Slashdot Mirror

← Back to Stories (view on slashdot.org)

Pwn2Own 2012 Set To Reveal More Browser Vulnerabilities Than In the Past

Posted by Soulskill on from the quality-over-quantity-but-quantity-is-good-too dept.

darthcamaro writes "In any given year, Slashdot always has stories about how a researcher hacked a browser in only a few minutes at the Pwn2own hacking challenge. This year the rules are a bit different, and instead of hackers winning for just one vulnerability, the rules allow for multiple vulnerabilities to be presented. The winner isn't the first one to hack a browser, but is the one that can hack the browser the most. 'In the past, due to the way the competition was architected, we had lots of sensationalist headlines, things like "Mac hacked in three seconds,"' said Aaron Portnoy, Manager of the Security Research Team at HP TippingPoint. 'We don't think that type of sensationalism was representative of all the research that was going on.'"

4 of 57 comments (clear)

  1. Actually an extremely good point by Riceballsan · · Score: 4, Insightful

    The time is pretty irelevant. I mean it isn't like the hackers hadn't seen the OS's or browsers before they set foot on the floor and were going blind. That is like giving someone a sudoku puzzle a month in advance, having him do it from memory and claiming that this guy is so smart he can solve the sudoku puzzle in 30 seconds.

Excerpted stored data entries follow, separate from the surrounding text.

PR #3127, opened 2024-02-13
LF-4090 (backend): Display KPIs in dashboard 

SayakaOno:
**Description**

This PR is for the APIs for LF-4090. Don't worry about reviewing for now if you're busy with your tasks! I will determine whether to include frontend code in this PR or open another PR depending on the team's availability.

- Update get default and custom animal types APIs to take `count` query parameter
- Tests
   - Update `getRequest` functions to allow query params. It looks like we are trying to make `getRequest` function compatible with async/await syntax using `util.promisify`, but `Chai-HTTP` supports promises natively, so I got rid of it.
   - Add `afterEach` in default animal type test file so that the table is cleaned up after each test. (without this, the new test will fail)

Jira link: https://lite-farm.atlassian.net/browse/LF-4090

**Type of change**

**How Has This Been Tested?**

- [x] Passes test case
- [ ] Other (please explain)

**Checklist:**


packages/api/src/util/animal.js
```diff
@@ -0,0 +1,76 @@
...
+    .select(typeIdColumnName, 'count')
+    .where('farm_id', farmId)
+    .whereNotDeleted();
+
+  const map = {};
+  updateMapWithTypeCounts(map, animals, typeIdColumnName);
+  updateMapWithTypeCounts(map, animalBatches, typeIdColumnName);
+
+  return map;
+};
```
antsgar, line 76: You can simplify this by using `UNION` to get results from both tables, group them by your column name and return the counts

```sql
select default_type_id as type, count(*) from (
  (select default_type_id from animal a)
  union all
  (select default_type_id from animal_batch ab)
) as animal_batch_union
group by default_type_id
```

I think if you do it this way you'll get the counts for each type directly from the query and won't need any `updateMap` extra functions.

SayakaOno: Oh true, I forgot that what were returned from the two tables were the same structure.
Thank you!

packages/api/src/controllers/customAnimalTypeController.js
```diff
@@ -17,13 +17,25 @@ import { transaction, Model } from 'objection';
...
+import { getAnimalTypeIdCountMap } from '../util/animal.js';
 
 const customAnimalTypeController = {
   getCustomAnimalTypes() {
     return async (req, res) => {
       try {
         const { farm_id } = req.headers;
         const rows = await CustomAnimalTypeModel.query().where({ farm_id }).whereNotDeleted();
+
+        if (rows.length && req.query.count === 'true') {
```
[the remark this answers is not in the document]
SayakaOno: That was intentional, I am just attaching `count` info to the rows 😂
So you are saying it is possible to query types with an extra column `count`, right?
I will try it.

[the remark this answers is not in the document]
antsgar: Ah no, never mind, you're right! I got confused here and thought we were querying animals when we're actually querying types. My bad!

packages/api/src/util/animal.js
kathyavini: I might have missed some context here -- maybe from the animal identifier discussion? -- but why are we now using raw SQL in the controllers if it's more expedient?

I've always remembered this bit of technical guidance from our [Pre-integration peer review document](https://lite-farm.atlassian.net/wiki/spaces/LITEFARM/pages/1191575576/Pre-integration+peer+review) because it made a lot of intuitive sense to me

Screenshot 2024-02-15 at 3 15 36 PM

Are we revising these guidelines?

SayakaOno: You haven't missed anything, I just don't remember those rules, so I will read and follow the guidelines.
I wrote new queries in controllers. Are they supposed to be in models?

kathyavini: Well it was more a question for @antsgar in suggesting an SQL solution (I thought the original map read pretty well)

SayakaOno: Sorry 😂 

Understood. I did those two approaches, and with the raw SQL approach, I was able to do everything in one query, but there were full of errors at first. I forgot to check `deleted` and `farm_id` and ended up adding more tests.

antsgar: Oh yeah, you're right the controller should call the model instead of executing the query and it's the model's responsability to query the database, but if we wanted a more complex query we could just add that to the model and call it from the controller -- my code suggestion didn't necessarily imply using that code directly in this file, my bad! That being said I understand why we went with this approach here because of the counts for batches, so it makes sense now

antsgar: Oh @SayakaOno I just saw you implemented the more complex query! Query looks great, nice job 🙌 but I think @kathyavini is right that it belongs in the model. I'd create a new method in the model and call it from the controller. Wdyt?

SayakaOno: Thank you Anto, sounds good. I will move the queries to the models.
But as Joyce was asking, I'm curious if we should avoid writing raw SQL and use ORM...

antsgar: If you can write the same query with Knex then sure, since we're already using Knex that should give us a more readable output! Sometimes Knex has some limitations and some queries need to be written raw, but if both approaches are doable I'd agree the ORM should be preferred if we do have an ORM like in this case

SayakaOno: I understand.
I believe those queries are some of those that need to be written raw.
I have moved the queries to the models. It would be appreciated if you could re-review when you have the time. Thank you!

packages/api/tests/custom_animal_type.test.js
```diff
@@ -48,17 +48,14 @@ describe('Custom Animal Type Tests', () => {
...
       .request(server)
-      .get('/custom_animal_types')
+      .get(`/custom_animal_types${query}`)
       .set('user_id', user_id)
-      .set('farm_id', farm_id)
-      .end(callback);
+      .set('farm_id', farm_id);
   }
 
-  const getRequestAsPromise = util.promisify(getRequest);
```
kathyavini, line 60: Thank you for looking into this! I had always copied it as boilerplate without questioning whether it was necessary.

packages/api/src/models/defaultAnimalTypeModel.js
```diff
@@ -39,6 +40,30 @@ class DefaultAnimalTypeModel extends Model {
       additionalProperties: false,
     };
   }
+
```
kathyavini, line 43: Oh gosh, the query is completely identical except for the table + column name? I think we should declare our experimental two-table approach a failure 😂

I like having this as a codebase example of how to do SQL in a model though. Even for an SQL-phobe like me, I think it reads very clearly side by side with the model definition ❤️

kathyavini (approved):
I love it!

I guess it will just be on me to brush up on my SQL now to keep up with these fancy queries with coalesce and stuff 😂

To me it seemed like the two table approach just ended up creating massive repetition for you here (especially in the tests) -- did you find that to be true? Or was there was still some conceptual value to the separation?

packages/api/tests/custom_animal_type.test.js
SayakaOno: I had errors in my tests and blamed this, but they were just due to my mistakes...
However, ChatGPT says this is not used how it is supposed to be 😂 I think we can stop copying this in the future!

packages/api/src/models/defaultAnimalTypeModel.js
SayakaOno: For the custom type, we also need to check `farm_id`, but we could do `farm_id = ? OR farm_id is NULL` if we had one table.

SayakaOno (commented):
@kathyavini Thank you for reviewing! I couldn't have done it without ChatGPT... I need to learn more about SQL too.

I want to emphasize that the two-table approach becomes burdensome especially when redoing things 😂 I hadn't considered it...
I haven't found any good reasons why using two tables is better yet.

antsgar (approved):
Looks great! 🙂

    1. Re:Actually an extremely good point by Riceballsan · · Score: 3, Insightful

      Right, but solving it in an hour or solving it in 30 seconds makes no difference. When the goal of the tournament is who can solve it fastest, it doesn't prove he is any better then the other competitors when the contest ends after the first person solves it

    2. Re:Actually an extremely good point by mikael_j · · Score: 3, Insightful

      It gets even more ridiculous when the Apple or Microsoft brand sudoku puzzle is the first one scheduled to be solved and everyone screams about how this is proof that those puzzles are easier to solve than the Mozilla or Google brand puzzles.

      And yeah, this has happened in previous years, Safari scheduled to be attacked first so the media and anti-Apple people online scream about how Safari is the least secure browser because it was broken "first" (even though if you look at the event schedule this obviously happened because the demonstrations of the browsers were all scheduled at different times with it simply being the first target as opposed to all browsers being attacked simultaneously).

      --
      Greylisting is to SMTP as NAT is to IPv4
    3. Re:Actually an extremely good point by drsmithy · · Score: 3, Insightful

      Shush, this is Slashdot. Marketshare and userbase are never factors.